81. Other concerns raised by the TRTFN included matters such as TRTFN jurisdiction to approve permits for the project, revenue sharing, and TRTFN control of use of the access road by third parties. As chair of the Project Committee, I believed that these matters were outside the ambit of the EAA process and were more appropriately the subject for negotiation between the TRTFN and government in a forum other than the EAA process.
82. By late February 1998, the positions of all of the Project Committee members, including the TRTFN had crystallized. There had been extensive discussion and consideration of the wildlife and access issues through the subcommittee deliberations in which the TRTFN had fully participated. By March 3, 1998, when the Environmental Assessment Office circulated the Project Committee Recommendations Report, in my view the time had come, after a three and a half year review process, for the Ministers to make a decision.

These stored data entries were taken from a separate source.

PR #4667, opened 2021-01-05
Post release activities for NetAnalyzers release 5.0.3

mavasani:
https://github.com/dotnet/roslyn-analyzers/releases/tag/5.0.3


Evangelink (approved):
I prefer the old release notes with the explicit list of changes better :)

mavasani:
> I prefer the old release notes with the explicit list of changes better

Release notes utility tool written by @dotpaul lists any added/removed rules, plus rules whose severity or enabled by default has changed. The tool does not identify explicit list of all the bug fixes, so in case of patch releases with only bug fixes, there is no automated way to generate such release notes. If you are able to enhance https://github.com/dotnet/roslyn-analyzers/tree/master/src/Tools/ReleaseNotesUtil to do so, that would be great :)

83. The Project Committee Recommendations Report, which went forward to the Ministers on March 12, 1998, included each Project Committee member's position on the referral, as well as the recommendations of the majority of the Project Committee.
[Emphasis mine.]
[58] In a supplemental affidavit sworn the 6th March, 2000, Mr. Ringstad deposed as follows:
3. In response to paragraph 8 of Mr. Pearse's Affidavit of February 20, 2000, the environmental review process was not "abruptly stopped" by the circulation of the draft project committee recommendations report. In paragraphs 46-51 of my Affidavit sworn April 30, 1999, and paragraph 3 of my Affidavit filed May 6, 1999, I described the iterative process followed in providing project committee members with drafts and updates of the issue tracking document during the period November 13, 1997 through March 2, 1998 as a means of recording the results of subcommittee meetings and progress on issues as they were addressed. I also described the distribution of the segments of what became the project committee recommendations report between January 6, 1998 and March 3, 1998. As well, I sought and obtained an extension of the normal 70 day time limit for the project review committee to provide recommendations of the Executive Director. On March 13, 1998, the Minister of Environment, Lands and Parks approved the Time Limit Order T4, a copy of which included in Appendix 1 the project committee recommendations report, Exhibit "B" to my Affidavit of April 30, 1999. That Order extended the time for the project committee to make its recommendations to the Executive Director from January 21, 1998 to March 13, 1998. This was the fourth time limit extension which I or Mike Kent had sought, and the Minister had granted, during the environmental assessment process for the Tulsequah Chief Project.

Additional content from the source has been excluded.